## SUPPLIED DATA
Issue #1928, opened 2014-01-19
Prevent abuse of the leaderboards, possibly remove them entirely


seanlinsley:
@galuszkak and I were able to do this, ostensibly because we have credit cards attached.

<img width=30%" src="https://f.cloud.github.com/assets/688886/1948712/f9b3e67c-80a7-11e3-97b3-7291f97daa1c.png"/>

This ticket is here to theorize about the possible ways users could abuse the statistics we provide, both on leaderboards and on profile pages.

[IRC](https://botbot.me/freenode/gittip/msg/9944897/)

whit537:
After landing #3281 we could address this ticket by tracking giving amounts from the previous payday separately from the upcoming payday, and including both columns in the new explore table from over there.

whit537:
Leaderboards are gone.

Issue #3222, opened 2015-03-04
unify tables/listings


whit537:
We achieved consistent charts in #3067. Let's do the same for our tables/listings:
- explore
- search
- members
- receiving
- giving
- history
- events
- elsewhere teams
##

Changaco:
Is charts.js really an example ? [I protested](https://github.com/gratipay/gratipay.com/pull/3067#issuecomment-69002496) when you threw out my d3 code and what I said still stands.

What exactly would tables.js library do ? What would it do that a generic jQuery table plugin doesn't ?

(Also, there are no tables on the search page.)

whit537:
> (Also, there are no tables on the search page.)

Not yet. In #3221, I'm proposing that we unify the Explore and Search interfaces.

whit537:
> Is charts.js really an example ? I protested when you threw out my d3 code and what I said still stands.

Yes. Here's your protest:

> The new tip distribution charts look terrible, and I'm not convinced that writing our own code instead of using d3 is a good idea.

There are two concerns here:

 1. Design of the user experience.
 1. Choice of tools.

As much as possible, (1) needs to drive (2), and not the other way around.

When we *do* get to tooling decisions, we find a trade-off between control and convenience. We err on the side of control. Yes, we could use Django or Rails with their ecosystem of convenient plugins and ORMs. Instead, we use Aspen and PostgreSQL, because that gives us more control. Yes, that means we're responsible for the bugs in Aspen and Postgres.py, but it's worth it to us for the increased control. Some day we'll port to Haskthon for the same reason. ;-)

Re: D3 in particular, #1278 was actually the second instance of the tail wagging the dog (and afaict the D3 implementation of the tip distribution chart was primarily @cakey's, not yours). The first was #937. I had suggested in #792 that we switch to D3 without changing the UX, because I also wondered whether "writing our own code instead of using d3 is a good idea." We tried to switch to D3 in #937, and we failed to achieve the user experience we wanted, so we abandoned the attempt. D3 did not give us the control we want.

> What exactly would tables.js library do ? What would it do that a generic jQuery table plugin doesn't ?

It would do exactly what we want it to do. It would give us more control than a generic jQuery table plugin.

When you said that the new tip distribution charts look terrible, @clone1018 asked you to say more, and you didn't answer:

> [H]ow does the chart look terrible? Is it the data or the actual design of the chart?

*That's* the primary conversation we should be having, about both charts and tables: what user experience do we want to deliver?

[...]

PR #3185, opened 2015-02-17
find friends

whit537:
Here's a proposal for how to implement #3183 (really, I'm looking at #536).

 - [ ] cache friend calls
 - [x] add pagination to table
 - [ ] add search filter to table
 - [ ] add sorting to table
 - [x] abstract for other elsewheres
 - [x] implement or stub other elsewheres
 - [x] figure out how to handle Facebook limitations
 - [x] add elsewhere logo as sidebar avatar
 - [x] link to attached networks from dashboard

PR #3281, opened 2015-03-23
replace communities leaderboards with a table

### LINKED ISSUE #3127: downgrade communities to tags

whit537:
Partially addresses #3222, and sets us up for #3127.

### TODO

 - [ ] paging (cf. #3185)
 - [ ] clean up formatting a bit

### DIFF
--- a/gratipay/models/community.py
+++ b/gratipay/models/community.py
@@ -53,16 +53,27 @@ class Community(Model):
 
     def get_members(self, limit=None, offset=None):
         return self.db.all("""
-            SELECT p.*::participants
-              FROM current_community_members c
-              JOIN participants p ON p.id = c.participant
-             WHERE c.slug = %s
-               AND c.is_member
-               AND p.is_suspicious IS NOT true
-          ORDER BY c.ctime
-             LIMIT %s
-            OFFSET %s;
-        """, (self.slug, limit, offset))
+        SELECT row_number() OVER () AS n
+             , *
+          FROM ( SELECT p.username
+                      , (CASE p.anonymous_giving WHEN true THEN p.giving ELSE NULL END) AS giving
+                      , (CASE p.anonymous_receiving WHEN true THEN p.receiving ELSE NULL END) AS receiving
+                      , p.goal
+                      , p.number
+                      , c.ctime AS first_tagged
+                   FROM current_community_members c
+                   JOIN participants p ON p.id = c.participant
+                  WHERE c.slug = %s
+                    AND c.is_member
+                    AND p.is_suspicious IS NOT true
+                    AND p.is_searchable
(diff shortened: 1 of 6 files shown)


whit537:
screen shot 2015-03-23 at 6 29 11 pm

Changaco:
This is about #3222, not #3127. I assume you're planning to make the table sortable, so it doesn't really fix #1928 either.

whit537:
> This is about #3222, not #3127. 

The UI will need to change at least a little bit as part of #3127. For one, the sidebar doesn't make sense in the context of tags: one doesn't generally "organize" or "join" a tag; one isn't a "member" of a tag; the avatar no longer fits. We could simply drop the sidebar as on other pages (Search, Explore > Teams), but we also need to get the word "Member" out of "New Members."

However, I think #3127 actually requires a strong visual break from the current communities page. The point of #3127 isn't just to change `communities` to `tags` in our codebase, the point is to change the user's expectation from one of strongly identifying with others in the same *community* to weakly identifying with others using the same *tag*.

Since I've put #3222 out there as a general goal, I do see a chance to move us forward on both #3222 and #3127 at the same time by adopting a table layout for tags. Implementing #3222 for tags gives us a significant break from the current communities implementation.

It could make sense to do them as two separate PRs, but once the #3222 portion of this PR is done, the remaining work will largely be under the hood, and I think it won't bloat this PR too much to do it here.

> it doesn't really fix #1928 either.

Addressed on #1928.

whit537:
I've narrowed the scope of this to be about #3222.

whit537:
Turned off communities in #3706.

Issue #1459, opened 2013-09-15
get tarballs out of repo


whit537:
We have tarballs for all Python dependencies in our repo under vendor. The reason we do this is to avoid network access when building the software for the second and subsequent times, and to make it easier to collaborate when working in potentially network-constrained environments such as sprints. However, these tarballs take up space in our repo, especially as we upgrade dependencies over time. The one time we force-pushed to master was to remove an overly large dependency (#919).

## EXERCISE OBJECTIVE
From the listing above, collect each line in which the string "either" appears.

## YOUR SOLUTION
This is about #3222, not #3127. I assume you're planning to make the table sortable, so it doesn't really fix #1928 either.
> it doesn't really fix #1928 either.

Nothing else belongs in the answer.